What you will do :: From the entries below, output the line with "auto-load these dependencies)" and each following line up to and including the line with "I also made", exactly as written.

Stored data:
Content starts
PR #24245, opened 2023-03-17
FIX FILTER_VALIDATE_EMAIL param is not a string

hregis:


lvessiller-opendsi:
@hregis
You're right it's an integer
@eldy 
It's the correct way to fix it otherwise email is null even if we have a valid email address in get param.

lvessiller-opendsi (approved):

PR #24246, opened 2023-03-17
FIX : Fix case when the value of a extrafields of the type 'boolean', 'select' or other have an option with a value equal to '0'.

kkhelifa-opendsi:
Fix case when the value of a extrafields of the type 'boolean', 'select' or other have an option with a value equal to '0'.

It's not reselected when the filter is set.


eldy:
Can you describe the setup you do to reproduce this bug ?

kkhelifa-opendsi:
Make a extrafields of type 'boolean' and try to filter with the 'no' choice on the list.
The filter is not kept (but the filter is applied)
Content ends
Content starts
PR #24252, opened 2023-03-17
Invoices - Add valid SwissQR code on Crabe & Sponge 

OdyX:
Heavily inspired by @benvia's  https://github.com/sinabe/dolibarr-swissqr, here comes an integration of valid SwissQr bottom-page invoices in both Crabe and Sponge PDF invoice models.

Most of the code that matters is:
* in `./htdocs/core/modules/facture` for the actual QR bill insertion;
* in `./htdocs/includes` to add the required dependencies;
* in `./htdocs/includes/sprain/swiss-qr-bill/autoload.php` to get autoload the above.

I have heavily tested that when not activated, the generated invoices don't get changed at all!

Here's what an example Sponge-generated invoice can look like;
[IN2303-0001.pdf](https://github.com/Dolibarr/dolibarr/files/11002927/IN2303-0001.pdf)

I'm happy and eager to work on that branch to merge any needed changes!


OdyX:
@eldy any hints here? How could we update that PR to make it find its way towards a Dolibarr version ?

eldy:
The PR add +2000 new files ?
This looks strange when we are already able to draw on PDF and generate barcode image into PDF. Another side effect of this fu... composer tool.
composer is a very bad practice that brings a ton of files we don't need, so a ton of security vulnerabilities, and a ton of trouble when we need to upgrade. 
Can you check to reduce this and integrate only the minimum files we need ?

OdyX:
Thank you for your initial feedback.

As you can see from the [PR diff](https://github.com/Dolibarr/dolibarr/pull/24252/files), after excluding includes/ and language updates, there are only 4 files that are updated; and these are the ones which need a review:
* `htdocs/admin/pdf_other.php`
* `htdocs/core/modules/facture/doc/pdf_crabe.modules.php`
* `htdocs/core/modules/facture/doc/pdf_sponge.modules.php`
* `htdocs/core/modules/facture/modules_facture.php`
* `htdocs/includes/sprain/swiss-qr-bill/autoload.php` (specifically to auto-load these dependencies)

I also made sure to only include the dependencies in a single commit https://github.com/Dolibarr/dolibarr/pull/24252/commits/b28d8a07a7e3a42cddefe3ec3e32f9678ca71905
Content ends
Exercise solution ::
* `htdocs/includes/sprain/swiss-qr-bill/autoload.php` (specifically to auto-load these dependencies)

I also made sure to only include the dependencies in a single commit https://github.com/Dolibarr/dolibarr/pull/24252/commits/b28d8a07a7e3a42cddefe3ec3e32f9678ca71905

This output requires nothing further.